## Instructions for the task:
Where a line holds the word "when", copy it from the records.

## Records for this task:
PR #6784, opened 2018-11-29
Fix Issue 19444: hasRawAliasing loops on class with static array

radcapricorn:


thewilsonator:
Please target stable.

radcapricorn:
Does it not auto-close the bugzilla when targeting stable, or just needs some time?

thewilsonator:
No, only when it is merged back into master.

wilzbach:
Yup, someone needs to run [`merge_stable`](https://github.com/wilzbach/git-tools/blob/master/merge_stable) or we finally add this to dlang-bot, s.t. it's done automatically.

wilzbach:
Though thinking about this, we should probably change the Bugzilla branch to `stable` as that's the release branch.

## Written solution:
Does it not auto-close the bugzilla when targeting stable, or just needs some time?
No, only when it is merged back into master.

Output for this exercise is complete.